祁念不該是那樣,而應該被他守在身邊,如同現在。
明知祁念聽不見,也因為祁念聽不見,顧颯明說“對不起”,說“再等等,很快。”
他會很快回來。
很快地解決完那些讓人惶惶不安的麻煩,帶他弟弟回家。
第七十七章
(下)
眼前是非常破舊的小區,墻面骯臟斑駁,滿地果皮紙屑,再走兩步,路邊看見頭頂窗口的遮陽篷還是很多年前的材質,深綠色的滿是灰塵的遮陽布破了,就要死不活地飄著,和防盜窗一起搖搖欲墜。
施澤手里拎著兩杯豆漿和一袋包子,跟回自己家一樣拐彎到了某棟樓前,蹲在單元門口的石墩子上吃自己的那份早點。
吃到最后,他拍拍染上灰塵的褲腿,剛要起身,突然一陣風撲來,他腳下踉蹌,沙子撲了一嘴。
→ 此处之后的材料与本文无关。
PR #3072, opened 2023-10-18
BN-1238 Move common ancestor tracking to Actor P2P, remove legacy P2P

o-aleksandrov-topl:
## Purpose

“操——”施澤趕緊呸了兩口,將手中的塑料袋口收攏,怕把剩下的早餐弄臟了。
施澤又低頭看了看,心下遲疑起來,這早餐會不會送得太寒磣了點?
徐礫本來就不待見他,遑論會被這些給打動。可他還能做些什么呢?
——每天晚上主動找過去,包攬下送徐礫回家的活兒,徐礫不理他,他就跟在后面,說像保鏢,更像圖謀不軌的跟蹤者。到門口了施澤不敢進去,看著門被關上,便在外面守一會兒,等燈滅了依然得走。
而想到二十天假期已經過半,昨晚他直接沒走,哆哆嗦嗦蹲在墻角時還卑鄙地在想,興許醒來能稍微博上些同情。
若說曾經年少的時候徐礫愛他,是一塊燒得赤紅到透明的熾鐵,偏要往冷水里鉆,“哧”一聲仿佛得到了回應,而最終難逃徹底被澆滅的命運;那么現在的徐礫連捂熱都難,似乎也沒有多恨他,破天荒地沒有報復——比如把倒追上門來的施澤同樣羞辱一番。
徐礫只是不關心不在意而已,將施澤視如空氣。
一樓的洗手間窗口傳來水聲,施澤抬頭,竟然慌了神地瞬間彎腰蹲下,半晌,才摸了把寸頭,裝作精神抖擻地走進單元樓。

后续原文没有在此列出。